Stored items
PR #2178, opened 2023-09-19
Show inline action when using password

JasonYeMSFT:
resolves https://github.com/microsoft/vscode-cosmosdb/issues/2177


package.json
```diff
@@ -434,6 +434,12 @@
                 "category": "PostgreSQL",
                 "command": "postgreSQL.openStoredProcedure",
                 "title": "Open Stored Procedure"
+            },
+            {
```
JasonYeMSFT, line 438: This is what it looks like
image

alexweininger (approved):

PR #2202, opened 2023-10-12
Extend the policheck exclusion list to include dist

JasonYeMSFT:


alexweininger (commented):
Just add `DIST` I don't think those other entries are needed.

JasonYeMSFT:
> Just add `DIST` I don't think those other entries are needed.

Done.

alexweininger (approved):

PR #2213, opened 2023-11-20
Enable OAuth for CosmosDB resources

JasonYeMSFT:
Enable OAuth for CosmosDB resources using Azure CLI for logging in. To use OAuth to authenticate
- Download Azure CLI
- Login via Azure CLI
- Add the path to Azure CLI install location to the setting.
- Restart the extension

The master key will still be used if the user is able to list it. Those who want to only give OAuth access to the resources will need to configure the permission to prevent listing master keys.

### DIFF
--- a/package-lock.json
+++ b/package-lock.json
@@ -12,7 +12,7 @@
                 "@azure/arm-cosmosdb": "^15.0.0",
                 "@azure/arm-postgresql": "^6.0.0",
                 "@azure/arm-postgresql-flexible": "^5.0.0",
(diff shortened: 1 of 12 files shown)


mudanzasIPROM (approved):

mudanzasIPROM (approved):
ok

JasonYeMSFT:
This PR was created when I don't have access to the main repository. Now I does and I have stopped working on my fork. I'll abandon this one and create a separate PR in the main repo to solve this problem.

PR #2214, opened 2023-11-21
Upgrade vscode-azext-dev to resolve critical alerts

JasonYeMSFT:


JasonYeMSFT:
If you know there is a potential breaking change that I need to take care of, please comment.

nturinski (approved):
I think the main change was the webpack stuff (which is going to be reverted anyway)

PR #2215, opened 2023-11-21
Improve warning message on firewall error

JasonYeMSFT:
The original warning message is not 100% correct since Azure Portal doesn't guarantee that it can add the actual IP address to the firewall rules. The string is a slightly modified version of the Portal string indicating what to do for the next step.

### DIFF
--- a/src/postgres/tree/ClientConfigFactory.ts
+++ b/src/postgres/tree/ClientConfigFactory.ts
@@ -68,8 +68,17 @@ export class PostgresClientConfigFactory {
                 } else if (parsedError.errorType === firewallNotConfiguredErrorType || parsedError.errorType === timeoutErrorType) {
                     // The time out error are common when the firewall rules doesn't grant access from the current IP address.
                     // If the client is blocked by the firewall, let the user go to Azure Portal to grant access.
+                    const publicIp = PostgresServerTreeItem.ipAddr;
+                    let ipMessage: string;
+                    if (publicIp !== undefined) {
+                        ipMessage = localize("ipAlreadyInFirewall", "The IP address '{0}' already exists in the firewall rules.", publicIp);
+                    } else {
+                        // The code should never reach here but handle it just in case.
+                        ipMessage = "Your IP address is already in the firewall rules.";
+                    }
+                    const configureFirewallMessage = localize("mustConfigureFirewall", "Some network environments may not report the actual public-facing IP address needed to access your server. Contact your network administrator to add the actual IP address to the firewall rules.");
                     throw {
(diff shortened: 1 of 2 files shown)


src/postgres/tree/ClientConfigFactory.ts
```diff
@@ -69,7 +69,7 @@ export class PostgresClientConfigFactory {
                     // The time out error are common when the firewall rules doesn't grant access from the current IP address.
                     // If the client is blocked by the firewall, let the user go to Azure Portal to grant access.
                     throw {
-                        message: localize("mustConfigureFirewall", 'Must configure firewall from Azure Portal to grant access.'),
+                        message: localize("mustConfigureFirewall", 'Your IP address we tested is already in the firewall rules. Some network environments may not report the actual public-facing IP address needed to access your server. Contact your network administrator to add the actual IP address to the firewall rules.'),
```
nturinski, line 72: Do we have the IP address that was tested? That may be helpful information to display to the user.

Maybe something like:

"The IP address ${0} already exists in the firewall rules. Some network environments may not report the actual public-facing IP address required to access your server. Contact your network administrator to add the actual IP address to the firewall rules."

src/postgres/tree/ClientConfigFactory.ts
```diff
@@ -68,8 +68,17 @@ export class PostgresClientConfigFactory {
                 } else if (parsedError.errorType === firewallNotConfiguredErrorType || parsedError.errorType === timeoutErrorType) {
                     // The time out error are common when the firewall rules doesn't grant access from the current IP address.
                     // If the client is blocked by the firewall, let the user go to Azure Portal to grant access.
+                    const publicIp = PostgresServerTreeItem.ipAddr;
+                    let ipMessage: string;
+                    if (publicIp !== undefined) {
+                        ipMessage = localize("ipAlreadyInFirewall", "The IP address '{0}' already exists in the firewall rules.", publicIp);
```
nturinski, line 74: nit: You could just do something like this:

`const ipMessage = PostgresServerTreeItem.ipAddr ? localize("ipAlreadyInFirewall", "The IP address '{0}' already exists in the firewall rules.", publicIp) : localize('ipAlreadyInFirewall2', "Your IP address is already in the firewall rules.");

src/postgres/tree/ClientConfigFactory.ts
```diff
@@ -68,8 +68,17 @@ export class PostgresClientConfigFactory {
...
+                    } else {
+                        // The code should never reach here but handle it just in case.
+                        ipMessage = "Your IP address is already in the firewall rules.";
```
nturinski, line 77: nit: localize

nturinski (approved):

src/postgres/tree/ClientConfigFactory.ts
JasonYeMSFT: Technically speaking this string should never be displayed as indicated by the comment. I am not going to worry about having someone translate it.

Issue #2209, opened 2023-11-17
An error occurs after adding firewall rule to the PostgreSQL server


v-xinda:
**OS:** Win10
**Build Version:** 20231116.4
**Regression:** Previous release (0.20.0)

**Repro Steps:**
1. Create a PostgreSQL server -> Configure firewall to connect to account.
2. Check whether no error occurs.

**Expect:**
No error occurs.

**Actual:**
An error occurs.
![image](https://github.com/microsoft/vscode-cosmosdb/assets/57662131/149249c7-7f85-406e-a03c-2d90781d0990)

v-xinda:
Verified this issue on the build 20240112.17, it doesn't reproduce for now. So I close it.

PR #2229, opened 2024-01-12
Fix auto getting azure user id

JasonYeMSFT:
fixes https://github.com/microsoft/vscode-cosmosdb/issues/2209


src/postgres/tree/ClientConfigFactory.ts
```diff
@@ -22,14 +23,20 @@ export class PostgresClientConfigFactory {
         clientConfig: ClientConfig
     }> {
         const parsedConnectionString = await treeItem.getFullConnectionString();
-        const azureUserSession = await getAzureAdUserSession();
```
JasonYeMSFT, line 25: This no longer works for most of the users because the authentication has been moved out of Account extension.

alexweininger (approved):

alexweininger (approved):

PR #2230, opened 2024-01-12
Bump version to 0.20.1

JasonYeMSFT:


CHANGELOG.md
```diff
@@ -1,5 +1,11 @@
 # Change Log
 
+## 0.20.1
+
+### Changed
+
```
nturinski, line 6: nit Usually we don't have a linebreak between header titles and the first bullet point.

package.json
```diff
@@ -1,6 +1,6 @@
 {
     "name": "vscode-cosmosdb",
-    "version": "0.20.0",
```
nturinski, line 3: In the future, we should add the alpha suffix after we release.

nturinski (approved):

package.json
JasonYeMSFT: We did, this PR shows 0.20.0 because it branches off the commit where 0.20.0 is released.

CHANGELOG.md
JasonYeMSFT: When I was working on Azure docs, the checking tool recommends adding a blank line before list of items. As far as I know, it's a more generally accepted markdown rule.

Issue #2066, opened 2022-10-03
unable to execute cosmos stored procedures inside of VS code


Orddu:
Does this occur consistently? Yes
Repro steps:

1. connect to azure account 
2. open a stored procedure inside of cosmos
3. attempt to run stored procedure, as available in the web app 

Version: 0.19.2
OS: win32
OS Release: 10.0.19044
Product: Visual Studio Code
Product Version: 1.71.2
Language: en

nturinski:
Hi @Orddu
What is the error that you're seeing when you try to run the stored procedure?

Issue #896, opened 2018-10-23
Add support to execute a stored procedure


PrashanthCorp:
in the node-documentdb package, the document client class has an endpoint `client.executeStoredProcedure`. We could investigate using that to enable the functionality.

tec-goblin:
Hi, I had this in my wish list :). We'd need a way to request the arguments, a way to show the results, and a way to show statistics (as is the case for graphClient - the main reason why I'd use it outside an application would be to see if it works and the AUs).
If we have all that, then we could extend it (as a different issue) to show similar stats and results from doing any arbitrary query to DocumentDb. That's very useful in order to detect the impact of various alternatives of querying or modelling the data.
Once you start having a plan, feel free to assign me some of the tasks if you want :) - as long as it's not terribly urgent and you can wait for a month.

PR #2235, opened 2024-01-17
feature: CosmosDB execute stored procedure

JasonYeMSFT:
There were work items for this:
https://github.com/microsoft/vscode-cosmosdb/issues/2066
https://github.com/microsoft/vscode-cosmosdb/issues/896

### DIFF
--- a/src/docdb/tree/DocDBStoredProcedureTreeItem.ts
+++ b/src/docdb/tree/DocDBStoredProcedureTreeItem.ts
@@ -9,8 +9,11 @@ import * as vscode from "vscode";
 import { IEditableTreeItem } from '../../DatabasesFileSystem';
 import { ext } from '../../extensionVariables';
 import { nonNullProp } from '../../utils/nonNull';
+import * as vscodeUtil from "../../utils/vscodeUtils";
 import { DocDBStoredProceduresTreeItem } from './DocDBStoredProceduresTreeItem';
 import { IDocDBTreeRoot } from './IDocDBTreeRoot';
+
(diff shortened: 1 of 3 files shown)


JasonYeMSFT:
The UX will be:

1. Right click a stored procedure and click "Execute Stored Procedure"
2. Enter the partition key
3. Enter the parameters

src/docdb/tree/DocDBStoredProcedureTreeItem.ts
```diff
@@ -73,4 +74,17 @@ export class DocDBStoredProcedureTreeItem extends AzExtTreeItem implements IEdit
...
     }
+
+    public async execute(context: IActionContext, partitionKey: string, parameters?: any[]): Promise<void> {
+        const client = this.root.getCosmosClient();
+        const result = await this.parent.getContainerClient(client).scripts.storedProcedure(this.id).execute(partitionKey, parameters);
+
+        try {
+            const resultFileName = `${this.label}-result`;
+            const text = JSON.stringify(result, undefined, 2);
+            await vscodeUtil.showNewFile(text, resultFileName, ".json");
```
alexweininger, line 85: I think it'd be better to use our `openReadOnlyJson` function here instead. Since it's readonly it doesn't show as unsaved like `showNewFile` does.

JasonYeMSFT: Done. And I used a randomly generated hex string for the unique document id since the result is supposed to be used as a temporarily.

alexweininger (approved):

PR #2242, opened 2024-02-15
chore: reorganize MongoDB command registration

JasonYeMSFT:
Reorganize code so that MongoDB command registration is separate from command implementations.

### DIFF
--- a/src/mongo/registerMongoCommands.ts
+++ b/src/mongo/registerMongoCommands.ts
@@ -3,25 +3,29 @@
  *  Licensed under the MIT License. See License.txt in the project root for license information.
  *--------------------------------------------------------------------------------------------*/
 
-import { AzExtTreeItem, callWithTelemetryAndErrorHandling, IActionContext, IErrorHandlerContext, ITreeItemPickerContext, registerCommandWithTreeNodeUnwrapping, registerErrorHandler, registerEvent } from "@microsoft/vscode-azext-utils";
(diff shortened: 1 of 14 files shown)


src/mongo/registerMongoCommands.ts
```diff
@@ -33,95 +37,68 @@ export function registerMongoCommands(): void {
...
-        context.telemetry.properties.isActivationEvent = 'true';
-
-        try {
-            const persistedNodeId: string | undefined = ext.context.globalState.get(connectedMongoKey);
-            if (persistedNodeId) {
-                const persistedNode = await ext.rgApi.appResourceTree.findTreeItem(persistedNodeId, context);
-                if (persistedNode) {
-                    await ext.mongoLanguageClient.client.onReady();
-                    await vscode.commands.executeCommand('cosmosDB.connectMongoDB', persistedNode);
+export async function loadPersistedMongoDB(): Promise<void> {
```
nturinski, line 76: Why did you not move this one to the `loadPersistedMongoDB.ts` file?

JasonYeMSFT: Sorry, I forgot this. I will move it to a separate file as well.

nturinski: Yeah, looks like you already have one but it was just empty.

JasonYeMSFT: I decided to put it in the same file of connectMongoDBDatabase because loadPersistedMongoDB doesn't have its own command and is closely related to the connectMongoDBDatabase command.

I am going to keep setUpErrorReporting() and updateErrorsInScrapbook() in the registerMongoCommands.ts for now since they aren't used in any command.

nturinski (approved):

PR #2279, opened 2024-04-24
chore: Prepare 0.22.0 release

JasonYeMSFT:
related to: https://github.com/microsoft/azcode-internal/issues/125

### DIFF
--- a/package.json
+++ b/package.json
@@ -1,6 +1,6 @@
 {
     "name": "vscode-cosmosdb",
-    "version": "0.21.1-alpha",
+    "version": "0.22.0",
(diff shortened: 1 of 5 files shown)


package.json
```diff
@@ -1070,10 +1070,10 @@
                     "default": 8081,
                     "description": "Port to use when connecting to a CosmosDB Emulator instance"
                 },
-                "azureDatabases.testCosmosAuth": {
+                "azureDatabases.useCosmosOAuth": {
```
JasonYeMSFT, line 1073: My testing indicates this setting is still needed. The built-in Cosmos DB roles both allow people to list keys even if they cannot use the key due to disabling local auth. This setting allows people to prefer OAuth credential over the listed key.

alexweininger (approved):

PR #2464, opened 2024-11-22
Created new issue templates for bug reports and feature requests

tnaum-ms:
Not as wild as this one: https://github.com/microsoft/PowerToys/issues/new/choose
but, it's the first step :)

**Bug Report**

template1

**Feature Request**

image


sevoku:
This looks great, but looking at the Powertoys examle... maybe we could leverage some of the yaml functionality? Also we should check whether this still works with https://github.com/microsoft/vscode-azuretools/blob/main/utils/src/reportAnIssue.ts and maybe even look into making it more flexible in aztools and allow prepopulating yaml forms or at least leverage custom templates.

tnaum-ms:
Thank you for pointing out https://github.com/microsoft/vscode-azuretools/blob/main/utils/src/reportAnIssue.ts I'll look into it.

tnaum-ms:
I've take care of it before the end of July 2025.

tnaum-ms:
I'll close it for now. It's not a pressing issue.

PR #2467, opened 2024-11-25
feat: Deleted documents are highlighted

### LINKED ISSUE #2437: The selected document is not removed if deleting it from document query editor in "Cosmos DB for NoSQL" account
**OS:** Windows 10
**Build Version:** 20241120.1

**Repro Steps:**
1. Create a "Cosmos DB for NoSQL" account.
2. Create a database and a container for the above account.
3. Expand the above account -> Right click the "Documents" node -> Create several documents -> Open query editor for the document.
4. Run the query to show the documents.
5. Select one document from the "Result" list -> Click "Delete selected document" button.
Image
6. Check whether the selected document is removed or not.

**Expect:**
The selected document is removed.

**Actual:**
The selected document is not removed.

**More Info:**
The selected document will be removed after clicking "Reload query results" button.

bk201-:
Fixes #2437

- Deleted documents highlighted by line-through decoration
- No actions with deleted rows

image
image
image
image


bk201-:
Well, then we will say that result is just Query Representation what we can't change as well as undo any actions.

Why can't we remove these records from the table? Because the have statistics and metrics which linked to certain results in the table. My opinion, it is obvious that any actions with records will be represented only after re-running query.

tnaum-ms:
> Well, then we will say that result is just Query Representation what we can't change as well as undo any actions.
> 
> Why can't we remove these records from the table? Because the have statistics and metrics which linked to certain results in the table. My opinion, it is obvious that any actions with records will be represented only after re-running query.

I'd leave it for you, @bk201-, and @sevoku to decide, as it's in your domain. I wouldn't prefer to go down that UX path. If the correlation between the result set and the stats is a concern, I suggest replacing the metrics with a message stating that it's not available as the result set has changed.

sevoku (approved):
I don't have a strong opinion on this, I'd say let's go with this approach and see what feedback we get? We could also use a grey-ish text or background color.

@tnaum-ms don't we have support for deletion in Mongo? How do you handle it? We should shoot for the same experience, especially in such cases.

bk201-:
>  I suggest replacing the metrics with a message stating that it's not available as the result set has changed.

@sevoku @tnaum-ms In this case any deletion will fail all metrics at all, not only for this page for every page.  I'm not competent at this question, I would ask someone who uses both tabs.  Questions like
- How often the metrics are required?
- How is important these data?

tnaum-ms:
> I don't have a strong opinion on this, I'd say let's go with this approach and see what feedback we get? We could also use a grey-ish text or background color.
> 
> @tnaum-ms don't we have support for deletion in Mongo? How do you handle it? We should shoot for the same experience, especially in such cases.

I simply remove it from the database and from the view. It's gone once a user confirms they want to delete. Deleted data being visible suggests an undo option that we don't and likely won't have.

sevoku:
seems we kinda forgot about this :)

@bk201- wrt metrics I'd suggest we show a warning inside the stats tab like "Dataset has changed, please rerun the query to update the metrics". Also we should check and see what happens with the continuation token? If we simply rerun the request would it update properly or do we really need to rerun the whole query?
@tnaum-ms I'm not too much concerned about deleted items being visible. As long as they're visible (no query rerun) we can show a tooltip saying "Item deleted permanently" and if customers really ask for a recover feature, it won't be too hard, we could reconstruct the document from the row and create a new unsaved recovery document users could verify and re-upload.

sevoku:
Let's resurrect :lol: this topic, I have a couple of thoughts how it can be made more useful also with recovery:
1. as @bk201- proposed here, items should stay there in the results (with deleted marker) to still reflect the query run state, even if query metrics might be off
   * we already don't really care about deleted items and iterators, what if something else removes a document externally which is part of the current query? I don't think that we should or even could care about all possible scenarios here. Running a query, especially a large one (many results with pagination) can always be a bit off if the account is operational, that's the nature of any DB queries.
3. Viewing/Editing a deleted Item should open the document editor in "New Item" mode with the content recovered from the result table.
3. Deleted Items should have a tooltip explaining:
   > "This Item has been deleted. You can still edit it to create a new Item with recovered content from this query result, but some data might be missing"
4. what about bulk edits? Maybe we could use the Import feature? i.e. if you select one item, it'd open the editor (see above) and if multiple deleted items are selected, we could generate a valid JSON with multiple items and pass it to the import feature? After showing some confirmation.

PR #2470, opened 2024-11-26
fix: Rename collection to container for NoSQL commands

### LINKED ISSUE #2453: [Suggestion] It would be better to change the container action from "Import Document into a Collection..." to "Import Document into a Container..."
**OS:** Windows 10
**Build Version:** 20241121.1

**Repro Steps:**
1. Create a "Cosmos DB for NoSQL" account.
2. Create a database and a container for the above account.
3. Right click the container node to open its context menu.

**Actual:**
There is an action "Import Document into a Collection..." in the container context menu.
Image

**Suggestion:**
It would be better to change the container action from "Import Document into a Collection..." to "Import Document into a Container...".

bk201-:
Fixes #2453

#### WORK INSTRUCTION:
Copy word for word the stretch of entries above from the line that has "PR #2242, opened 2024-02-15" through the line that has "nturinski: Yeah, looks", both ends included, and nothing outside it.

#### PROBLEM SOLUTION:
PR #2242, opened 2024-02-15
chore: reorganize MongoDB command registration

JasonYeMSFT:
Reorganize code so that MongoDB command registration is separate from command implementations.

### DIFF
--- a/src/mongo/registerMongoCommands.ts
+++ b/src/mongo/registerMongoCommands.ts
@@ -3,25 +3,29 @@
  *  Licensed under the MIT License. See License.txt in the project root for license information.
  *--------------------------------------------------------------------------------------------*/
 
-import { AzExtTreeItem, callWithTelemetryAndErrorHandling, IActionContext, IErrorHandlerContext, ITreeItemPickerContext, registerCommandWithTreeNodeUnwrapping, registerErrorHandler, registerEvent } from "@microsoft/vscode-azext-utils";
(diff shortened: 1 of 14 files shown)


src/mongo/registerMongoCommands.ts
```diff
@@ -33,95 +37,68 @@ export function registerMongoCommands(): void {
...
-        context.telemetry.properties.isActivationEvent = 'true';
-
-        try {
-            const persistedNodeId: string | undefined = ext.context.globalState.get(connectedMongoKey);
-            if (persistedNodeId) {
-                const persistedNode = await ext.rgApi.appResourceTree.findTreeItem(persistedNodeId, context);
-                if (persistedNode) {
-                    await ext.mongoLanguageClient.client.onReady();
-                    await vscode.commands.executeCommand('cosmosDB.connectMongoDB', persistedNode);
+export async function loadPersistedMongoDB(): Promise<void> {
```
nturinski, line 76: Why did you not move this one to the `loadPersistedMongoDB.ts` file?

JasonYeMSFT: Sorry, I forgot this. I will move it to a separate file as well.

nturinski: Yeah, looks like you already have one but it was just empty.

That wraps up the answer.